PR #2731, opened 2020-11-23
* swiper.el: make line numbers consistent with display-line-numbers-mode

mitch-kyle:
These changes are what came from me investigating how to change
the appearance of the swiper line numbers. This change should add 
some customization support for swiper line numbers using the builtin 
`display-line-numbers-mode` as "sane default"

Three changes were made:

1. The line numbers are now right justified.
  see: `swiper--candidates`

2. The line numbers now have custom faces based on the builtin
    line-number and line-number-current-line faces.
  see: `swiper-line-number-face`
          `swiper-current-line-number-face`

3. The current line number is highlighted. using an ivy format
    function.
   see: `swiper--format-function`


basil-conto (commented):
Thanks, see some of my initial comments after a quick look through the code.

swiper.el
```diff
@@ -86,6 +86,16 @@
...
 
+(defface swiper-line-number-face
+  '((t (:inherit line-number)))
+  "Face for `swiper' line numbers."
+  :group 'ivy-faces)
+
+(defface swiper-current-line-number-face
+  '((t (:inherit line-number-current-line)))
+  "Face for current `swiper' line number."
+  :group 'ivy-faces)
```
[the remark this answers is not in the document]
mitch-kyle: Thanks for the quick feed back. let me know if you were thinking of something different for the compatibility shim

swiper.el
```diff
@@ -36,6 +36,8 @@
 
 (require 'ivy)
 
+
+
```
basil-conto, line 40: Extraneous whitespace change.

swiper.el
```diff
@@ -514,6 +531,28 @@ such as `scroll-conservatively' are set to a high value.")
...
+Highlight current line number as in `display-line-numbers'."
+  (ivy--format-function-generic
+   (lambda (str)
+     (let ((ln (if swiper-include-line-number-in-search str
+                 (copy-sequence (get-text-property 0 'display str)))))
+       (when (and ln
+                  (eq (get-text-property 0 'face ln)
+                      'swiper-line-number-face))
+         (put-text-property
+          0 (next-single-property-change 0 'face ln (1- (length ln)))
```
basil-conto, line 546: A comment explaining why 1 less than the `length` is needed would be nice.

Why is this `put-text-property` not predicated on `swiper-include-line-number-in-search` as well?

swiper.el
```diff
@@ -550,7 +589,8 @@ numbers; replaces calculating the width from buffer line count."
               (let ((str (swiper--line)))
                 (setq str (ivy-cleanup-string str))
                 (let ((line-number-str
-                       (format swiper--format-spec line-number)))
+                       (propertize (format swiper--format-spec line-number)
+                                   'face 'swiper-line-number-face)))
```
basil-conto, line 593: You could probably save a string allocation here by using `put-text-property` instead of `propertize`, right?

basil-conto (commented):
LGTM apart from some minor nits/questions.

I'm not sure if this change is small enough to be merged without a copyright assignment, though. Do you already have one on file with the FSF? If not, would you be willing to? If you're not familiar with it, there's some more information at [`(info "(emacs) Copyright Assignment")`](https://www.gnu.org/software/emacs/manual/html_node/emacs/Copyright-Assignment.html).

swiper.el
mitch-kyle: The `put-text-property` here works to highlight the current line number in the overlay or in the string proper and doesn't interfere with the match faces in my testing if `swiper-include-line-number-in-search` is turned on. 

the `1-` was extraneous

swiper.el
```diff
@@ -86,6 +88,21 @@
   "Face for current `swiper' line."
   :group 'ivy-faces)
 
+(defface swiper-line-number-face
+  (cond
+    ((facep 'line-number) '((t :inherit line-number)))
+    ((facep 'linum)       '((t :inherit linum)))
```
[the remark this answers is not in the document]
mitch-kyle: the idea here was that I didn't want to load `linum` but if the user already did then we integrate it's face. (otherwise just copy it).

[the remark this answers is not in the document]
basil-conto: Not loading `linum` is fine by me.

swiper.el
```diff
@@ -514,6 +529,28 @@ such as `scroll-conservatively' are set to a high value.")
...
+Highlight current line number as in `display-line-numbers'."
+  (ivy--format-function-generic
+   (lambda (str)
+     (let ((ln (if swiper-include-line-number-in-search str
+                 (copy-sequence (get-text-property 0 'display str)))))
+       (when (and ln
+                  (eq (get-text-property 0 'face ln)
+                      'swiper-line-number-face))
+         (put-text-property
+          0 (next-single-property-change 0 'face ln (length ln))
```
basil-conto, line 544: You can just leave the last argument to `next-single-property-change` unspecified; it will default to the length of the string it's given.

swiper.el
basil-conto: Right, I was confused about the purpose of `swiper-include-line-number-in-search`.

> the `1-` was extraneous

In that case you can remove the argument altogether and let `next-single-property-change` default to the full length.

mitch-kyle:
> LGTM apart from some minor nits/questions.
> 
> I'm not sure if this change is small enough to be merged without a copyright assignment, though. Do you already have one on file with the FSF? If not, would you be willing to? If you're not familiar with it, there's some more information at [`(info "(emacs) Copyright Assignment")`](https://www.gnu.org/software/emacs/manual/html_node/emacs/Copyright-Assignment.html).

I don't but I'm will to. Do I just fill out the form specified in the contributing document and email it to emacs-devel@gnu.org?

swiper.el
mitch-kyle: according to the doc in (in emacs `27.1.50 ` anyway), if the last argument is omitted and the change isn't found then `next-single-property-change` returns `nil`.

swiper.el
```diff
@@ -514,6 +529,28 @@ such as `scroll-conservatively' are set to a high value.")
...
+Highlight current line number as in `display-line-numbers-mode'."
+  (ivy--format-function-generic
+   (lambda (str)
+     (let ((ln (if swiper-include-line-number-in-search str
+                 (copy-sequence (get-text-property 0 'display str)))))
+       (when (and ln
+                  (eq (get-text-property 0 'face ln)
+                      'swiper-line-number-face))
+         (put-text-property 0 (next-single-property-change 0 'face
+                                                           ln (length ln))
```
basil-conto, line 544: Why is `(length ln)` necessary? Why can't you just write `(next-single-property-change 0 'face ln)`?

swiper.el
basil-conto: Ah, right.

---------------

### What to produce
Going through the listing above, copy out every line that has the string "file".

### Exercise result
I'm not sure if this change is small enough to be merged without a copyright assignment, though. Do you already have one on file with the FSF? If not, would you be willing to? If you're not familiar with it, there's some more information at [`(info "(emacs) Copyright Assignment")`](https://www.gnu.org/software/emacs/manual/html_node/emacs/Copyright-Assignment.html).
> I'm not sure if this change is small enough to be merged without a copyright assignment, though. Do you already have one on file with the FSF? If not, would you be willing to? If you're not familiar with it, there's some more information at [`(info "(emacs) Copyright Assignment")`](https://www.gnu.org/software/emacs/manual/html_node/emacs/Copyright-Assignment.html).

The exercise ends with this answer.